PR #148, opened 2025-01-29
Add support for Ruby 3.4

cllns:
This also drops Ruby 3.0 from CI.

The README says Ruby 2.4+ is supported. Do we really want that? I feel like dropping support for EOL'd versions of Ruby is acceptable.

### DIFF
--- a/.github/workflows/ci.yml
+++ b/.github/workflows/ci.yml
@@ -26,10 +26,10 @@ jobs:
       fail-fast: false
       matrix:
         ruby:
+        - "3.4"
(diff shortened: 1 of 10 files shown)


nonnenmacher:
+1 Could this be merged ?

timriley:
Yep, happy to merge this in. Thanks for getting it sorted, @cllns!

@nonnenmacher is there any reason you're +1-ing this issue? dry-cli already works on Ruby 3.4, even without this change.

PR #149, opened 2025-07-24
Add support for unlimited nested command prefixes

aaronmallen:
Previously, Dry::CLI supported grouped commands via prefixes, but only one level deep. This change extends the internal DSL to allow recursively nested `register` blocks, enabling deeply nested command hierarchies like:

```shell
my-cli foo bar baz qux
```

This improves organization for complex CLI apps with multiple levels of subcommands.

### DIFF
--- a/lib/dry/cli/registry.rb
+++ b/lib/dry/cli/registry.rb
@@ -318,9 +318,18 @@ module Dry
         # @since 0.1.0
         #
         # @see Dry::CLI::Registry#register
-        def register(name, command, aliases: [], hidden: false)
+        def register(name, command = nil, aliases: [], hidden: false, &block)
           command_name = "#{prefix} #{name}"
           registry.set(command_name, command, aliases, hidden)
+
+          if block_given?
+            prefix = self.class.new(registry, command_name, aliases, hidden)
+            if block.arity.zero?
+              prefix.instance_eval(&block)
+            else
+              yield(prefix)
+            end
+          end
         end
 
         private
--- a/spec/integration/rendering_spec.rb
+++ b/spec/integration/rendering_spec.rb
@@ -17,6 +17,7 @@ RSpec.describe "Rendering" do
         foo generate [SUBCOMMAND]
         foo greeting [RESPONSE]
         foo hello                                                  # Print a greeting
+        foo nested [SUBCOMMAND]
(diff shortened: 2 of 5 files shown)


timriley:
@aaronmallen Thanks for putting this forward! I would be very happy to have us support more deeply nested namespaces.

What's interesting about your proposal here is that it actually opens up two new features!

1. Deeply nested namespaces (per the title of this PR), but also,
2. Registering commands to the namespaces themselves

Number (2) is akin to how the `git` CLI works. `git remote` for example, executes a command that lists your remotes, while you can also use subcommands to do more specific things to your remotes, e.g. `git remote add`, etc.

This is a good power for Dry CLI to have! I want this tool to help people build the same kind of CLIs they're familiar with in the wild, and this closes an important gap.

One thing to note: with this change, we do lose the default behaviour of a namespace (itself attached to a command) automatically listing its subcommands when invoked. Previously a namespace would always print a help message with its subcommands when invoked, whereas now it may simply execute the command that's attached directly to it.

I think this is fine though, it's a necessary side effect of the new power we have, and our other built-in behaviours seem to handle this pretty well.

For example, `foo nested` shows that its subcommand may take direct arguments _or_ subcommands:

```
Commands:
  foo nested one [ARGUMENT|SUBCOMMAND]                    # A nested sub command
```

And `foo nested one --help` shows the details of both its direct command as well as its subcommands:

```
Command:
  foo nested one

Usage:
  foo nested one | foo nested one SUBCOMMAND

Description:
  A nested sub command

Subcommands:
  two                               # A nested nested sub command

Options:
  --help, -h                        # Print this help
```

If there's one thing we can add to this PR, I think it would be to enshrine this behaviour with some additional tests. This way we know we won't accidentally break the new nested subcommand and namespace-as-a-command behaviour with future changes.

Do you think you might be able to do that? After that change I'd be happy to merge!

timriley:
Actually wait, we already have tests for this! Everything to do with `root-command` and its `sub-command`, which we actually register like so:

```ruby
Foo::CLI::Commands.register "root-command", Foo::CLI::Commands::RootCommand
Foo::CLI::Commands.register "root-command sub-command", Foo::CLI::Commands::RootCommands::SubCommand
```

So in this case I think we can go ahead and merge.

timriley:
Released this in v1.3.0 :)

PR #150, opened 2025-07-24
Expose `stderr` and `stdout` for commands

aaronmallen:
Introduce `@stderr` and `@stdout` instance variables to make error and output streams accessible within commands. This enables more flexible error handling and message output customization.


lib/dry/cli.rb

What you will do → Within the entries above, find each line where "shortened" appears; copy every one.

Task result →
(diff shortened: 1 of 10 files shown)
(diff shortened: 2 of 5 files shown)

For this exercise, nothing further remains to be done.